**SUPPLIED INFORMATION:**

Issue #1034, opened 2022-07-16
Improve gRPC richer error model support


flemosr:
### Motivation

The [gRPC richer error model] is quite useful to send additional feedback to clients, and is supported by many gRPC libraries in other languages. Implementing it using the [standard error messages] directly (as shown in [#401]) is not very convenient. Specially when sending multiple additional error detail messages.

### Proposal

I recently created a crate ([tonic-richer-error]) that implements a trait to `Status` (and provides some structs) aiming to make the implementation of the richer error model more straightforward. It seems to me that incorporating this crate to tonic as an auxiliary crate would be fairly simple. I could transfer the ownership of the released crate or it could be published after revision with another name.

### Alternatives

A trait similar to [WithErrorDetails] could be implemented on the tonic crate itself.

[gRPC richer error model]: https://www.grpc.io/docs/guides/error/
[standard error messages]: https://github.com/googleapis/googleapis/blob/master/google/rpc/error_details.proto
[#401]: https://github.com/hyperium/tonic/issues/401
[tonic-richer-error]: https://github.com/flemosr/tonic-richer-error
[WithErrorDetails]: https://docs.rs/tonic-richer-error/0.2.1/tonic_richer_error/trait.WithErrorDetails.html

LucioFranco:
Hey! Sorry for the delay on this but I finally got some time to fully understand what you're proposing. I think this fits very well into `tonic-types` in similar vain to `prost-types` but for gRPC. I would totally accept a PR that adds this support there. Happy to mentor and help out.

flemosr:
Hi! Yes, I believe it would fit nicely into `tonic-types` too. I will start working on this PR.

flemosr:
Solved by #1317 .

PR #1060, opened 2022-08-18
feat(types): Add gRPC Richer Error Model support

flemosr:
## Motivation

The [gRPC richer error model] is quite useful to send additional feedback to clients, and is supported by many gRPC libraries in other languages.

## Solution

This PR adds richer error model support to `tonic-types`, as per [#1034]. Example servers and clients were also added.

[gRPC richer error model]: https://www.grpc.io/docs/guides/error/
[#1034]: https://github.com/hyperium/tonic/issues/1034


flemosr:
Note: there are links at the bottom of the added `README.md` that are supposed to point to the crate docs. They would have to be updated to point to the correct released version of `tonic-types`.

LucioFranco:
Thank you for this! This is quite a large PR and will likely take me a while to review. Do you think you could reduce this into multiple PRs that we can merge independently?

flemosr:
Hi! Happy to contribute. I think the new code can be more or less evenly splitted between the functionallity corresponding to each standard error message type (`BadRequest`, `RetryInfo`, etc). I could add only the functionallity corresponding to `BadRequest` on the first PR, and add support for the other error types in subsequent PR's. Would this approach work better?

LucioFranco:
@flemosr yeah that would be great! Thanks

flemosr:
Hi! The first PR is still quite big, but most of it is the new proto file, docs and tests. The following ones can be smaller

PR #1064, opened 2022-08-19
Add From<T> for Response<T>

amrhassan:
Hello,

## Motivation

I've noticed that there's no `From<T>` implementation for `Response<T>` and thought it was worth having for the times when writing `t.into()` is snappier than `Response::new(t)`.

## Solution

I've added the trait impl.


LucioFranco:
I am trying to remember why we didn't include this. I know for requests we have `IntoRequest`.  But I can't come up with why we shouldn't include this. Would love to hear from others @neoeinstein @davidpdrsn

davidpdrsn (approved):
I think ergonomics-wise it doesn't make much difference but don't think it could hurt to add.

LucioFranco:
This is going to have to wait for the next breaking change release.

tottoto (approved):

PR #1071, opened 2022-09-06
feat(transport): Expose hyper's H2 adaptive window on server

adamchalmers:
## Motivation

HTTP/2 window sizes determine how many bytes the client or server is willing to allow in-flight at one time. Clients and servers maintain their own independent windows with their own independently-chosen sizes. Hyper's h2 client and servers can use "adaptive flow control" to dynamically adjust this size during the life of a connection. You can read about their adaptive scaling in the relevant Hyper [issue](https://github.com/hyperium/hyper/issues/1960) or [PR](https://github.com/hyperium/hyper/pull/2138).

Tonic lets users enable this [for clients](https://docs.rs/tonic/latest/tonic/transport/channel/struct.Endpoint.html#method.http2_adaptive_window) but not for servers.

## Solution

Add a new method to `transport::Server` which lets users set the underlying HTTP/2 server's adaptive window mode.

### DIFF
--- a/tonic/src/transport/server/mod.rs
+++ b/tonic/src/transport/server/mod.rs
@@ -90,6 +90,7 @@ pub struct Server<L = Identity> {
     tcp_nodelay: bool,
     http2_keepalive_interval: Option<Duration>,
     http2_keepalive_timeout: Option<Duration>,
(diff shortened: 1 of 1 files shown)


LucioFranco (approved):
thanks!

**WHAT THE TASK ASKS:**
Repeat everything in the listing above exactly.

**ANSWER BOX:**
Issue #1034, opened 2022-07-16
Improve gRPC richer error model support


flemosr:
### Motivation

The [gRPC richer error model] is quite useful to send additional feedback to clients, and is supported by many gRPC libraries in other languages. Implementing it using the [standard error messages] directly (as shown in [#401]) is not very convenient. Specially when sending multiple additional error detail messages.

### Proposal

I recently created a crate ([tonic-richer-error]) that implements a trait to `Status` (and provides some structs) aiming to make the implementation of the richer error model more straightforward. It seems to me that incorporating this crate to tonic as an auxiliary crate would be fairly simple. I could transfer the ownership of the released crate or it could be published after revision with another name.

### Alternatives

A trait similar to [WithErrorDetails] could be implemented on the tonic crate itself.

[gRPC richer error model]: https://www.grpc.io/docs/guides/error/
[standard error messages]: https://github.com/googleapis/googleapis/blob/master/google/rpc/error_details.proto
[#401]: https://github.com/hyperium/tonic/issues/401
[tonic-richer-error]: https://github.com/flemosr/tonic-richer-error
[WithErrorDetails]: https://docs.rs/tonic-richer-error/0.2.1/tonic_richer_error/trait.WithErrorDetails.html

LucioFranco:
Hey! Sorry for the delay on this but I finally got some time to fully understand what you're proposing. I think this fits very well into `tonic-types` in similar vain to `prost-types` but for gRPC. I would totally accept a PR that adds this support there. Happy to mentor and help out.

flemosr:
Hi! Yes, I believe it would fit nicely into `tonic-types` too. I will start working on this PR.

flemosr:
Solved by #1317 .

PR #1060, opened 2022-08-18
feat(types): Add gRPC Richer Error Model support

flemosr:
## Motivation

The [gRPC richer error model] is quite useful to send additional feedback to clients, and is supported by many gRPC libraries in other languages.

## Solution

This PR adds richer error model support to `tonic-types`, as per [#1034]. Example servers and clients were also added.

[gRPC richer error model]: https://www.grpc.io/docs/guides/error/
[#1034]: https://github.com/hyperium/tonic/issues/1034


flemosr:
Note: there are links at the bottom of the added `README.md` that are supposed to point to the crate docs. They would have to be updated to point to the correct released version of `tonic-types`.

LucioFranco:
Thank you for this! This is quite a large PR and will likely take me a while to review. Do you think you could reduce this into multiple PRs that we can merge independently?

flemosr:
Hi! Happy to contribute. I think the new code can be more or less evenly splitted between the functionallity corresponding to each standard error message type (`BadRequest`, `RetryInfo`, etc). I could add only the functionallity corresponding to `BadRequest` on the first PR, and add support for the other error types in subsequent PR's. Would this approach work better?

LucioFranco:
@flemosr yeah that would be great! Thanks

flemosr:
Hi! The first PR is still quite big, but most of it is the new proto file, docs and tests. The following ones can be smaller

PR #1064, opened 2022-08-19
Add From<T> for Response<T>

amrhassan:
Hello,

## Motivation

I've noticed that there's no `From<T>` implementation for `Response<T>` and thought it was worth having for the times when writing `t.into()` is snappier than `Response::new(t)`.

## Solution

I've added the trait impl.


LucioFranco:
I am trying to remember why we didn't include this. I know for requests we have `IntoRequest`.  But I can't come up with why we shouldn't include this. Would love to hear from others @neoeinstein @davidpdrsn

davidpdrsn (approved):
I think ergonomics-wise it doesn't make much difference but don't think it could hurt to add.

LucioFranco:
This is going to have to wait for the next breaking change release.

tottoto (approved):

PR #1071, opened 2022-09-06
feat(transport): Expose hyper's H2 adaptive window on server

adamchalmers:
## Motivation

HTTP/2 window sizes determine how many bytes the client or server is willing to allow in-flight at one time. Clients and servers maintain their own independent windows with their own independently-chosen sizes. Hyper's h2 client and servers can use "adaptive flow control" to dynamically adjust this size during the life of a connection. You can read about their adaptive scaling in the relevant Hyper [issue](https://github.com/hyperium/hyper/issues/1960) or [PR](https://github.com/hyperium/hyper/pull/2138).

Tonic lets users enable this [for clients](https://docs.rs/tonic/latest/tonic/transport/channel/struct.Endpoint.html#method.http2_adaptive_window) but not for servers.

## Solution

Add a new method to `transport::Server` which lets users set the underlying HTTP/2 server's adaptive window mode.

### DIFF
--- a/tonic/src/transport/server/mod.rs
+++ b/tonic/src/transport/server/mod.rs
@@ -90,6 +90,7 @@ pub struct Server<L = Identity> {
     tcp_nodelay: bool,
     http2_keepalive_interval: Option<Duration>,
     http2_keepalive_timeout: Option<Duration>,
(diff shortened: 1 of 1 files shown)


LucioFranco (approved):
thanks!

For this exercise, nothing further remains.